DATA FOR PROCESSING →
PR #5265, opened 2015-11-17
Remove use of notTransitive

jroper:
SBT's notTransitive declaration is ignored when generating a pom.xml (see https://github.com/sbt/sbt/issues/2276), which, since we publish maven style, means it has no effect outside of the Play project itself.

Instead, it must be replaced with individual exclusions.  In particular, the findbugs annotations dependency from reflections must be excluded, because it's LGPL, which prevents Play users from distributing a Play application under their own license.

### DIFF
--- a/framework/project/Dependencies.scala
+++ b/framework/project/Dependencies.scala
@@ -67,22 +67,22 @@ object Dependencies {
     // This is depended on by hibernate validator, we upgrade to 3.2.0 to avoid LGPL license of 3.1.x
     "org.jboss.logging" % "jboss-logging" % "3.2.1.Final",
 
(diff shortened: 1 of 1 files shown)


jroper:
This needs to be cherry-picked to master.

richdougherty:
LGTM

benmccann:
I've been trying to get `sbt-license-report` to run correctly, which might help detect stuff like this. We need a new release of SBT before it'll work though. There was a bug in SBT that I got fixed way back that makes half the output wrong, so just need a 0.13.10 or 1.0 release.

benmccann:
Forward-ported here: https://github.com/playframework/playframework/commit/33cb1a4ca1c79d9c2c083a0db8ec7b57f33d3f47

WHAT THE EXERCISE ASKS → Retype all of the material above. Do not alter a single word.

OUTPUT OF THE TASK →
PR #5265, opened 2015-11-17
Remove use of notTransitive

jroper:
SBT's notTransitive declaration is ignored when generating a pom.xml (see https://github.com/sbt/sbt/issues/2276), which, since we publish maven style, means it has no effect outside of the Play project itself.

Instead, it must be replaced with individual exclusions.  In particular, the findbugs annotations dependency from reflections must be excluded, because it's LGPL, which prevents Play users from distributing a Play application under their own license.

### DIFF
--- a/framework/project/Dependencies.scala
+++ b/framework/project/Dependencies.scala
@@ -67,22 +67,22 @@ object Dependencies {
     // This is depended on by hibernate validator, we upgrade to 3.2.0 to avoid LGPL license of 3.1.x
     "org.jboss.logging" % "jboss-logging" % "3.2.1.Final",
 
(diff shortened: 1 of 1 files shown)


jroper:
This needs to be cherry-picked to master.

richdougherty:
LGTM

benmccann:
I've been trying to get `sbt-license-report` to run correctly, which might help detect stuff like this. We need a new release of SBT before it'll work though. There was a bug in SBT that I got fixed way back that makes half the output wrong, so just need a 0.13.10 or 1.0 release.

benmccann:
Forward-ported here: https://github.com/playframework/playframework/commit/33cb1a4ca1c79d9c2c083a0db8ec7b57f33d3f47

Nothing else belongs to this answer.